Thursday, March 17, 2005

Bizarro World

In the Superman comics of the 60s there featured a planet called Bizarro World, where everything was the reverse of the way it was on Earth. It was like that children's game of having to say everything "backwards", like "No, I don't want candy." The thought of Bizarro World has been on my mind as I think about recent events in Washington.

A man who gave opinions exempting the White House from laws on torture was made Attorney General.

A man who is infamous for hiding information has been made Director of National Intelligence.

A man who has been criticizing the UN for years, and probably doesn't even believe in its mission, has been nominated as Ambassador to the UN.

A man with very limited experience in development, whose estimates on Iraq before Congress, were wildly wrong, and whom Europeans reject as a key force behind the Iraq War, has been nominated to head the World Bank, funding development and working with Europeans.

To improve popular opinion about the United States in the Middle East, instead of taking actions which people there like, they have appointed a white, Republican, assertively Christian woman from Texas who doesn't speak Arabic to take charge of "getting our message out."

To deal with what he describes as an urgent crisis in Social Security solvency, the President and others in his administration are stumping in support of a plan that isn't a plan, which he admits would do nothing to improve solvency.

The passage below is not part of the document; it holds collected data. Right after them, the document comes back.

PR #1618, opened 2026-09-19
refactor(storage): drop three zero-caller service methods, and gate the topic registry

Eldad-Caura:
Closes **OSS-0814-L-53** and **OSS-0814-L-44** — both filed as "unused code", both sitting partial since the 2026-08-14 audit.

## L-53 — three methods nobody calls

`memory_compute_usage_stats`, `relation_list`, `fleet_get_node_ids_for_fleet`. Deleted, 82 lines.

Verified on three axes rather than one grep, because a single `grep *.py` is how a "dead" method turns out to be reached from a fixture or a script:

| axis | result |
|---|---|
| every file type in the tree, not just `.py` | each name appears in exactly one file — its own definition |
| dynamic dispatch | the two `getattr` sites resolve an interview sweep name and a service *constant*; neither reaches these |
| re-exports / `__all__` | none |

**They were also in a backlog, which is the part worth knowing.** Two of the three open a writer session while only reading — the population `core-storage-api/tests/test_session_choice.py` pins, and that [#1614](https://github.com/caura-ai/caura/pull/1614) documented as needing per-caller analysis before any conversion is safe. Deleting them retires two entries **without** that analysis. The pinned counts move 138 → 136 and 65 → 63; the test's docstring anticipated the numbers falling by conversion and now names deletion too, since not needing the method is the cheaper way off the list.

## L-44 — needs no deletion, and establishing that is most of the work

The orphans are already gone. `Memory.CREATED` went in [#1039](https://github.com/caura-ai/caura/pull/1039); the `Pipeline` family and the two comments that referenced it have **zero hits anywhere in the tree**.

`Audit.EVENT_RECORDED` does remain, and removing it would be wrong. `topics.py` states the case in its own words: nothing in this repo publishes or subscribes it, it is consumed downstream, and declaring it keeps the two repos' flip state aligned so a publisher added here later inherits the current name rather than the outgoing one.

**What was actually left is the docs half.** `component-registry.yaml` carries an `event_topic_families` section — a family name and a hand-counted number — and the audit found it claiming a `Pipeline` family whose topics were deleted, next to a `Memory` count that no longer matched. Nothing failed, because nothing was checking: `test_component_registry.py` gated `cron_ticks` in both directions and left this section as prose.

A count a human maintains by hand is a comment wearing a number's clothes. It is now a comparison, walking the `Topics` facade the same way `topics.all_topics` does, so a family added there is covered without anyone remembering to.

Verified by mutation against all three drift shapes — the first two are the audit's own findings, reproduced:

| mutation | caught by |
|---|---|
| `Memory: 4` → `5` (a stale count) | `test_every_declared_topic_family_matches_the_registry` |
| re-add a `Pipeline` family (deleted, still documented) | `test_every_registry_topic_family_is_declared` |
| drop `Org` (a real family missing from docs) | `test_every_declared_topic_family_matches_the_registry` |

## Gates

`ruff check` and `ruff format --check` across the CI scope; `mypy src/` clean on core-storage-api; events manifest up to date; legacy-name ratchet reports no new lines; tenant-scope gate passes with category counts unchanged (194 service methods, down from 197).

Both suites were measured **against a clean `origin/main` worktree** rather than read as absolutes, because both carry standing failures that would otherwise drown the signal:

- core-storage-api: **11 failed / 525 passed / 7 errors** on each side, identical.
- root: the same **31 failures** on each side, **7182 → 7185** passing — the three added by the new gate.

That comparison earned its keep. The first run came back 12 failed against the baseline's 11, and the one extra was the session pin above; read as an absolute against a suite with 11 standing failures, it would have looked like noise.

**`common/` is untouched** — it carries pre-existing `ruff format` drift, and no CI step format-checks it.


Eldad-Caura:
@erni-a ready for your review — CI fully green, automated review clean on the first round, one commit.

**What it is:** two "unused code" findings from the 2026-08-14 audit, `OSS-0814-L-53` and `OSS-0814-L-44`.

**L-53** deletes three methods with no caller anywhere — `memory_compute_usage_stats`, `relation_list`, `fleet_get_node_ids_for_fleet`. Checked on three axes rather than one grep (every file type, dynamic `getattr` dispatch, re-exports); each name appeared exactly once in the repo, its own definition.

Two of the three were in the writer-session backlog `test_session_choice.py` pins — readers holding a writer session, the population #1614 said needs per-caller analysis before conversion. **Deleting them retires two entries without that analysis**, which is why the pin moves by 2 and not 3: `memory_compute_usage_stats` already used `get_read_session` and was never in that population.

**L-44 needed no deletion**, and that is the part worth a second pair of eyes. The orphan topics are already gone — the tracker was stale, not the code. `Audit.EVENT_RECORDED` does remain, and I left it deliberately: `topics.py` records that nothing here publishes or subscribes it, that it is consumed downstream, and that declaring it keeps the two repos' flip state aligned so a publisher added here later inherits the current name. **If you disagree with that reading, it is the one judgement call in this PR.**

What was actually left of L-44 is the docs half: `component-registry.yaml`'s `event_topic_families` is a hand-counted number, and that is how it came to claim a deleted `Pipeline` family next to a wrong `Memory` count. `test_component_registry.py` already gated `cron_ticks` in both directions and left this section as prose. It is now a comparison, verified by mutation against all three drift shapes — two of which reproduce the audit's own findings.

**On the test results in the description:** both suites were measured against a clean `origin/main` worktree rather than read as absolutes, because both carry standing failures. That mattered — the first run was 12 failed against the baseline's 11, and the one extra was a real regression (the session pin). Against a suite with 11 standing failures it would have read as noise.

Not merging — that stays with @Eldad-Caura.

Eldad-Caura:
@erni-a please approve

erni-a (approved):

Issue #1616, opened 2026-09-19
entity-link cannot complete for one tenant: cross-link discovery exceeds 120s every night


Eldad-Caura:
## Symptom

One staging tenant, `knowledge-update-benchmark-0d1a47`, cannot complete
`entity-link` and dead-letters every night. It has now produced two DLQ messages
on `caura.lifecycle.entity-link-requested` (2026-09-18 and 2026-09-19), each
after 10 delivery attempts, and each one fails every staging deploy until drained
because a DLQ message is durable and the smoke gate requires depth zero.

Nothing else in the tenant is unhealthy: `crystallize` (02:00) and `insights`
(05:00) both process it without error on the same nights.

## What is measured

The storage side returns a Cloud Run request timeout:

```
POST /api/v1/storage/entities/discover-cross-links
504  latency 119.990881178s
"The request has been terminated because it has reached the maximum request timeout"
```

The caller gives up first, at its own budget, and now says so legibly (#1604):

```
RuntimeError: entity-linking pipeline failed for org knowledge-update-benchmark-0d1a47:
failures=[{'error': 'cross-link discovery exceeded its 100.0s budget; ...
```

Every other org in the same 06:00 run finished in under 20 seconds
(`Created 0 cross-links` for six of them between 06:00:02 and 06:00:20).

So this is not a race and not a flake: the call genuinely exceeds 120s, by a
margin, for this tenant only.

**#1604 did not fix this and was not expected to.** Its budget made the failure
legible — that is why this issue can be written at all — and its
`CROSS_LINK_MEMORY_BATCH_SIZE` 200 → 100 was headroom, not a cure. Moving
entity-link to its own 06:00 hour (caura-ai/caura-enterprise#1826) ruled out
contention with crystallize: it now runs alone and still fails.

## What is inferred, and not yet proven

The likely bottleneck is the per-candidate ANN in `entity_discover_cross_links`:

```sql
JOIN LATERAL (
    SELECT ... FROM entities e
    WHERE e.tenant_id = :tenant_id
      AND (1 - (e.name_embedding <=> m.embedding)) >= :threshold
    ORDER BY e.name_embedding <=> m.embedding
    LIMIT 10
) e ON true
```

`ix_entities_name_embedding_hnsw` (migration 033) is on `name_embedding` ALONE —
there is no tenant-scoped or composite vector index on `entities`, and 033's own
docstring frames the fix as "each lookup is O(log n)" without addressing the
[...]

PR #1620, opened 2026-09-19
fix(storage): name the phase when cross-link discovery times out

Eldad-Caura:
Instrumentation for #1616, so tomorrow's 06:00 run answers the question instead of the next guess.

## The problem this solves

`knowledge-update-benchmark-0d1a47` fails entity-link every night. Storage returns `504` at `119.990881178s` on `POST /api/v1/storage/entities/discover-cross-links`; six other orgs in the same run finish between 06:00:02 and 06:00:20. A 504 names the endpoint and nothing else — and this endpoint does four things:

| phase | what it is | why it could be the 120s |
|---|---|---|
| `candidates` | `LEFT JOIN … GROUP BY m.id HAVING COUNT(mel.entity_id) < 3 ORDER BY m.created_at DESC LIMIT n` | aggregates **every** memory in the tenant before it can sort or limit; carries `content` + `embedding` through that aggregate; there is no index on `(tenant_id, created_at)` for the sort to ride |
| `lateral` | pgvector LATERAL, `LIMIT 10` per candidate | `ix_entities_name_embedding_hnsw` (migration 033) is on `name_embedding` **alone**, so `tenant_id` and the threshold are post-filters on a global ANN scan — once per candidate |
| `text_verify` | Python substring filter | |
| `insert` | one multi-VALUES `ON CONFLICT DO NOTHING` | |

The first two want **opposite** fixes, and halving the batch size earlier helped neither — it halved the number of deep scans, not their cost. I could not separate them from outside the database, and a wrong guess here ships a patch to the wrong query.

## What this adds

`PhaseTimer` in `core_storage_api/observability.py` — next to `Timer`, which answers "how much of this request was the database". This answers the question a request that never returns otherwise cannot answer at all: **which step was still running when we were killed**.

Three things in the design are load-bearing and each has a test:

- **Reporting happens in `__aexit__`, not from a `try/except`.** A severed Cloud Run request arrives as `asyncio.CancelledError` — a `BaseException`, so it slips straight past the `except Exception` normally written for this job.
- **A phase that does not finish is never filed as completed.** `phase()` records on the line *after* its `yield`, so an interrupted phase stays in flight. The `finally` that reflex suggests would file it as complete, clear the in-flight name, and leave the warning saying `(between phases)` — the signal destroyed, silently, with every test still green. `test_phase_timer_does_not_file_an_unfinished_phase_as_completed` asserts it directly.
- **Nothing is logged on the happy path.** Every ingest takes targeted mode through this call; a line per phase per call would be paid for forever. The existing summary line carries `breakdown()` instead, so log volume is unchanged until something fails.

`other=` in the breakdown is not padding — the timer wraps `get_session()`, so connection acquisition and COMMIT land there. If *that* is the 120s, no named phase would ever have shown it.

`__aexit__` is typed `Literal[False]`, not `bool`: the annotation is the "never swallows" promise, and mypy enforces it from the other side (as `bool` it makes every `async with` a possible swallow point).

## Not in this PR

The fix. `memory_scored_search` in this same file already runs a bounded two-stage ANN candidate pool (`_ann_pool_size`, `hnsw.iterative_scan`, gated on pgvector ≥ 0.8) whose own warning names this exact failure mode; cross-link discovery never got it. That makes the eventual patch "apply the idiom already in this file" rather than new architecture — but two things need settling first, both noted on #1616: the parity analysis its comment cites (`docs/plans/hnsw-two-stage-retrieval.md`) **does not exist in either repo**, and cross-link has a different recall contract from search (a missed link never forms; it is not merely ranked lower). Also unknown: pgvector's version on these deployments — the probe only runs when `ann_pool_size > 0`, and there is no `ann_pool:` line in 30 days of staging storage logs.

## Verification

- `ruff check core-storage-api/src/` · `ruff check tests/` · `ruff format --check core-storage-api/src/` · `ruff format --check tests/` — all clean, run separately at CI's scopes.
- `mypy src/` in `core-storage-api` — clean (95 files). It caught the `bool` vs `Literal[False]` issue above.
- **7 mutations, each caught by its intended test**: `finally` in `phase()`; log on success; `__aexit__` returns True; in-flight falls back to the last completed phase; `breakdown()` drops `other`; the service logs without the breakdown; report only for `Exception` (the guard that misses cancellation).
- Suites: `test_observability.py`, `test_ph6_entity_linking_storage.py`, `tests/pipeline/test_entity_linking.py`, `test_entity_linking_wiring.py`, `test_entity_link_lock_order.py`, `test_request_observation.py` → **98 passed, 4 failed**. All four failures reproduce **identically on pristine `origin/main`** (verified in a detached worktree at `f5076bac`): one stale-local-DB `uq_relations_natural_key` constraint, three health-router probe tests.
- `git diff -w` shows the real change in `postgres_service.py` — much of the diff there is indentation from the four `with` blocks. The one non-mechanical edit is hoisting both candidate queries out of the `if/else` into one `execute`, so the `candidates` phase times the query and not the branch that chose it.


Eldad-Caura:
@claude Both halves of your finding were real — I reproduced each before changing anything — and both are fixed. Rebased onto `f26e45d5` and force-pushed; head is now `21eb94e8`. Please re-review.

**(a) `other` absorbed the unfinished phase.** Reproduced exactly as described:

```
before: demo interrupted after 0.4s during phase=lateral [candidates=0.1s other=0.3s]
after:  demo interrupted after 0.4s during phase=lateral [candidates=0.1s lateral=0.3s(unfinished) other=0.0s]
```

`_current` now carries `(name, started)`, so an in-flight phase is billed to itself. One deviation from your suggested shape: the marker goes *after* the `=` (`lateral=119.5s(unfinished)`) rather than in the name (`lateral(in-flight)=`), so that grepping `lateral=` still finds both forms — which is how anyone would actually search these lines.

**(b) `other` excluded COMMIT on the success path.** Confirmed: `get_session` yields from inside `session.begin()`, so COMMIT runs in its `__aexit__`, after the body.

You offered docstring-or-move. I moved the log, because the docstring fix would have documented the instrument's own gap away — a large `other` is supposed to *mean* "acquisition or commit", and with the summary emitted pre-commit that claim was simply false. The summary now sits outside the `async with`. Since no runtime assertion can see the difference on a test database that commits in microseconds, `test_discover_logs_its_summary_after_the_commit` walks the AST and fails if the call is ever nested back inside.

I also froze the clock at `__aexit__` — a latent version of the same bug, where a breakdown taken after the block kept inflating `other` with the caller's own logging time.

**Ten mutations, each caught by its intended test** (three are new and encode your finding): `finally` in `phase()` · log on success · `__aexit__` returns True · in-flight falls back to the last *completed* phase · `breakdown()` drops `other` · service logs without the breakdown · report only for `Exception` · **fold the unfinished phase back into `other`** · **clock never frozen** · **summary logged back inside the session block**.

ruff (4 scopes, separately) and mypy clean; 50 passed with one pre-existing `uq_relations_natural_key` failure that reproduces identically on pristine `origin/main`.

Eldad-Caura:
@claude Verified and fixed. Rebased onto `1f73f863`, head is now `39d41a81` — please re-review.

The collision is worse than "silently overwritten": `logging` **raises** rather than overwriting a `LogRecord` attribute. Measured:

```
module     -> KeyError: "Attempt to overwrite 'module' in LogRecord"
message    -> KeyError: "Attempt to overwrite 'message' in LogRecord"
process    -> KeyError: "Attempt to overwrite 'process' in LogRecord"
tenant_id  -> logged fine
```

Which lands precisely where it hurts most: the only `extra` this class ever passes is the one in `__aexit__`, so the KeyError would fire mid-incident, inside the unwind, and replace the `CancelledError` the caller needs to see with an exception about logging. Instrumentation destroying the signal it exists to emit.

So the check runs at **construction**, not at logging time — a bad call site then fails on an ordinary healthy request, loudly, where it is a one-line fix, instead of first appearing during the outage. It raises `ValueError` to match `log_request`'s reserved-`slow` idiom already in this file. The reserved set is derived from a sample `LogRecord` rather than hand-listed, so it cannot drift from what `Logger.makeRecord` actually enforces.

Two tests: one parametrised over `module`/`message`/`process`/`phase`/`total_s`, and a drift guard asserting `_OWN_LOG_FIELDS` equals the set `__aexit__` actually puts on the record — because if `__aexit__` grows a fourth field and the tuple isn't updated, that field becomes silently overwritable again and the guard quietly stops covering it.

**12 mutations now, each caught by its intended test** — the two new ones being *guard removed* and *`__aexit__` grows a fourth field without updating the tuple*.

I deliberately did **not** extend the same guard to `log_request`, which has the identical latent issue (arbitrary `**fields` into `extra`, only `slow` checked). It is a real bug but a pre-existing one in a function this PR doesn't touch, and adding validation there could turn a currently-crashing call site into a differently-failing one outside this change's blast radius. Worth its own issue.

ruff (4 scopes) and mypy clean; 56 passed with the one pre-existing `uq_relations_natural_key` failure that reproduces on pristine `origin/main`.

Eldad-Caura:
@erni-a please approve

erni-a (dismissed):

Eldad-Caura:
@claude Applied. Head is now `8abfef29` on base `42e537b2` — please re-review.

`phase()` now raises `RuntimeError` when a phase is already in flight. I took the suggestion rather than arguing the single-call-site line, because declining it would have been inconsistent with the reserved-field check I added one round ago on exactly this reasoning: a mistake in instrumentation must surface on a healthy request, where it is a one-line fix, and never first appear during the outage it was installed to explain. That rule now covers three things — reserved field names, nesting, and phase completion — and the commit message states it as the rule rather than three coincidences.

Two tests: the nesting case, and one asserting the guard does **not** misfire on ordinary sequential phases (the failure mode a naive `if True` guard would have, which is mutation 14).

**14 mutations, each caught by its intended test.**

One thing worth flagging, unrelated to the code. This branch was force-rebased twice by automation while the review was running — `bed6b638`, then `68883256` — so the clean verdict you posted at 15:07 was against `39d41a81`, a SHA that no longer exists on the branch. I verified both rebases preserved my commit's patch byte-for-byte (only blob hashes and hunk offsets moved; `#1618` had removed ~82 lines earlier in the same file) before building on them. Flagging it because with `main` merging roughly every ten minutes right now, a verdict can go stale between being posted and being read.

ruff (4 scopes, separately) and mypy clean; 58 passed with the one pre-existing `uq_relations_natural_key` failure that reproduces on pristine `origin/main`.

Eldad-Caura:
@erni-a pleaee appoei

erni-a (approved):

PR #1626, opened 2026-09-19
fix(documents): let GET accept the `id` that POST returns (ax-0917-h-07)

arkash20:
## The bug

`POST /documents` returns **both** keys:

- `id` — the row's primary key (a UUID)
- `doc_id` — the caller's own key

`GET /documents/{doc_id}` only ever looked up by `(tenant, collection, doc_id)`. So an agent that stored the returned `id` — the conventional thing to keep from a create response — got a **404 reading back the document it had just written**.

Found by an agent probe against prod. It breaks the most basic loop there is: write something, read it back.

## The fix

`document_get_by_pk` is the new lookup. The route falls back to it when the natural key misses **and** the path segment parses as a UUID.

**Order is load-bearing:** the natural key is tried *first*, so a caller whose own `doc_id` happens to be UUID-shaped still resolves to **their** document rather than to whatever row shares that primary key.

### Two things the fallback does not relax

**Tenant scoping.** A primary key is globally unique, so without the tenant predicate this would be a cross-tenant read for anyone who learned an id — being a pk lookup is exactly *why* that can't be skipped. `readable_tenant_ids` widens it the same way `document_get_by_doc_id` does, so a cross-tenant credential that can read a sibling by `doc_id` isn't refused by `id`.

**The collection.** The pk identifies the row on its own, so `collection` isn't part of that query — but silently returning a document from a *different* collection than the caller named would make the parameter a lie. A mismatch is a miss.

Non-UUID doc_ids never reach the fallback: parsing fails closed rather than raising, which matters because most doc_ids are slugs and the forge writes `forge/<slug>`.

## Tests

12 added; **6 fail against `main`**. The lookup and its tenant scoping, cross-tenant widening, the try-natural-key-first ordering, the collection-mismatch miss, fail-closed parsing, and the slug shapes that must keep working.

275 passed / 0 failed on the `document or doc_` selection.

## Note for anyone running this locally

`main` has moved the suite onto its own database — `conftest` now defaults to `caura_test`, not `caura`. If you get `InvalidCatalogNameError`, the conftest names the fix: `createdb caura_test && psql -d caura_test -c 'CREATE EXTENSION IF NOT EXISTS vector'`.


arkash20:
@Eldad-Caura please approve

Eldad-Caura (approved):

He is open to any ideas to fix the system except ones that actually fix the solvency issue, and those which leave out his feature that doesn't.

But the White House isn't the only branch of government that is living in Bizarro World.

Congress is holding hearings on steroid use in baseball, but not holding hearings on revelations of widespread instances of torture and even death by our military and intelligence services, the parts of pre-9/11 intelligence failures it didn't do before, financial mismanagement in Iraq that has led to millions of dollars that have just gone missing and ridiculous overcharging by contractors like Halliburton, the effect of the growing deficit and the falling dollar on our future economic security, the failure of our country to have a reliable vaccine supply, the ongoing collapse of the health-care system in general, recent reports that our educational and health-care systems are not, in fact, the best in the world, and more.

The Senate just voted to approve putting oil drilling equipment in a wildlife refuge.

(By the way, for good reading on ANWR, I recommend the Alternative Hippo.)

In the House, when a leader previously found guilty of ethical lapses remained wrapped in ethical controversy, the Chairman of the ethics committee was replaced, and people who had contributed to the leader's legal defense fund were appointed to the committee.


As you might guess, I never liked the issues of Superman that featured Bizarro World, and just wanted to get back to the normal, rightways-round stories. If only I could count on a new issue of Washington next month.